Wednesday, March 2, 2011

Studies spot a gene that allows some cancer cells to evade drugs such as Taxol.


Ovarian cancer cells can survive chemotherapy drugs if they have defects in the FBW7 gene.STEVE GSCHMEISSNER/SCIENCE PHOTO LIBRARY
Potent chemotherapy drugs such as Taxol (paclitaxel) prompt cancer cells to self-destruct — but some tumours stubbornly survive the treatment.
Two studies have now independently pinpointed a gene that lies behind at least part of this resistance1,2. The discovery could help oncologists predict which patients are likely to respond to Taxol and drugs with similar actions, and which may not. It also flags up new targets for cancer therapy.
Taxol belongs to a class of chemotherapy drugs that work by binding to tubulin, a key protein in the network of filaments that maintains a cell's structure. Cells hit with anti-tubulin drugs "try to divide but they can't", says Ingrid Wertz, a molecular biologist at biotechnology company Genentech, headquartered in San Francisco, California.
Cancer cells that respond to Taxol eventually die. But other cells resist the treatment. In 2007, Wertz and her colleagues began asking why. The team found that, in responding cells, levels of one protein in particular, MCL1 – part of a family of proteins already known to affect a cell's life-cycle – were markedly lower immediately after treatment with Taxol (and with another anti-tubulin drug, vincristine). Further experiments showed that a known cancer-fighting protein, FBW7, was destroying MCL1.
Defects in the FBW7 gene had already been linked to a variety of cancers, including breast and colon. Wertz reasoned that its absence might in particular lead to high levels of MCL1, and explain why some cancer cells don't die when treated with anti-tubulin drugs.
Sure enough, the researchers observed that ovary and colon tumour cells with mutations in FBW7 had higher levels of the MCL1 protein and were more resistant to anti-tubulin drugs than cells with working copies of the gene.
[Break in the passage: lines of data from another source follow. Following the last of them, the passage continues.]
PR #5065, opened 2024-10-17
feat(playground): support azure openai

### LINKED ISSUE #5039: [playground][gql] wire up azure openai
need to support azure params like endpoint and api version

Parker-Stafford:
resolves #5039 

- adds azure openai support in client and server
- todo: add persistence to local storage for endpoint, api_version, and deployment name params

### DIFF
--- a/app/src/pages/playground/ModelConfigButton.tsx
+++ b/app/src/pages/playground/ModelConfigButton.tsx
@@ -14,18 +14,94 @@ import {
   DialogContainer,
   Flex,
   Form,
+  Item,
+  Picker,
   Text,
   TextField,
   View,
 } from "@arizeai/components";
 
-import { ModelProviders } from "@phoenix/constants/generativeConstants";
+import {
+  AzureOpenAiApiVersions,
+  ModelProviders,
+} from "@phoenix/constants/generativeConstants";
 import { usePlaygroundContext } from "@phoenix/contexts/PlaygroundContext";
+import { PlaygroundInstance } from "@phoenix/store";
 
 import { ModelConfigButtonDialogQuery } from "./__generated__/ModelConfigButtonDialogQuery.graphql";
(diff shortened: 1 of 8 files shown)


app/src/pages/playground/ModelConfigButton.tsx
```diff
@@ -14,19 +14,95 @@ import {
...
+} from "@phoenix/constants/generativeConstants";
 import { usePlaygroundContext } from "@phoenix/contexts/PlaygroundContext";
+import { PlaygroundInstance } from "@phoenix/store";
 
 import { ModelConfigButtonDialogQuery } from "./__generated__/ModelConfigButtonDialogQuery.graphql";
 import { ModelPicker } from "./ModelPicker";
 import { ModelProviderPicker } from "./ModelProviderPicker";
 import { PlaygroundInstanceProps } from "./types";
 
+function AzureOpenAiModelConfigFormField({
```
Parker-Stafford, line 36: We could make this a form a to be used else where, below is already wrapped in a form that's why i pulled out the fields like this, can refactor if we wan tthis to be reusable

app/src/store/playground/types.ts
```diff
@@ -95,6 +95,8 @@ type PlaygroundInput = DatasetInput | ManualInput;
 export type ModelConfig = {
   provider: ModelProvider;
   modelName: string | null;
+  endpoint?: string | null;
```
Parker-Stafford, line 98: put this in the playground store right now, not persisted, persistence is pretty tough here since they are attahced to instances, of which there may be multiple. We can move it up to the credentials store, although then we still need to handle multiple instances and make a call on which instance to save. 

Any thoughts appreciated!

Parker-Stafford: sounds good tracking here
https://github.com/Arize-ai/phoenix/issues/5069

Different route, same outcome

Meanwhile, Wenyi Wei, a molecular biologist at Beth Israel Deaconess Medical Center in Boston, Massachusetts, and his colleagues were also studying FBW7's effects. Wei's group was focusing on a particular disease: T-cell acute lymphoblastic leukaemia (T-ALL), in which an estimated 30% of all cases have cells with FBW7 defects. These cells had high levels of other proteins that normally induce cell death, and yet they did not die. Wei's research into why that was led him to the same explanation: without the FBW7 protein, the cells did not break down MCL1, a necessary step for their death. "We went about it in opposite ways but ended up at the same conclusion," Wertz says, "which was really cool."
Wei and his colleagues also found a link to drug resistance. They exposed T-ALL cells to ABT-737, an experimental drug discovered by US healthcare firm Abbott, based in Abbott Park, Illinois (a newer version, ABT-263, is now in phase II clinical trials). This drug does not attack tubulin, but kills by blocking other proteins that promote cell survival. Again, cells with an FBW7 defect, and high levels of MCL1, are less sensitive to the drug. But the researchers found a way to solve this problem: by treating the cells with an agent called sorafenib, which lowered MCL1 levels and restored cells' sensitivity to the experimental drug.
The studies suggest that oncologists may be able to tailor their treatments based on whether or not patients have a defective FBW7 gene in tumour cells. "I think it has potential implications for any cancer in which these anti-microtubule agents are used," Wertz says.
Still, there are other ways to resist Taxol and similar drugs. Cancer cells may contain mutated tubulin, meaning anti-tubulin drugs can't bind to them in the first place. Or they may contain extra protein pumps that enable cells to quickly eliminate chemotherapy drugs. Anthony Letai, an oncologist at the Dana-Farber Cancer Institute in Boston, says that the importance of the MCL1 pathway in conferring drug resistance probably varies depending on the type of cancer.
"As with any study, you don't know how generalizable it is beyond these cell lines that they study," says Letai. "There's probably plenty of cell lines in which these effects are not observable." The trick, he adds, will be to figure out which cancers follow this model.

Bruce Clurman, an oncologist and molecular biologist at the Fred Hutchinson Cancer Research Center in Seattle, Washington, says the findings are exciting and provocative, but preliminary. He notes that FBW7 targets a number of proteins for destruction, not just MCL1. "When you disrupt FBW7, it's hard to know which of these downstream targets are playing what role in the development of cancer." These studies focus on FBW7's role in regulating MCL1, but "it's certainly far from the whole story", he says.
Hayley McDaid, a cancer biologist at Albert Einstein College of Medicine in New York, suggests looking at archived specimens from cancer patients treated with Taxol-like drugs. If Wertz's model holds, the researchers should find a correlation between the presence of FBW7 and response to Taxol. "We need to go in and actually do some sequence analysis on those specimens," she says.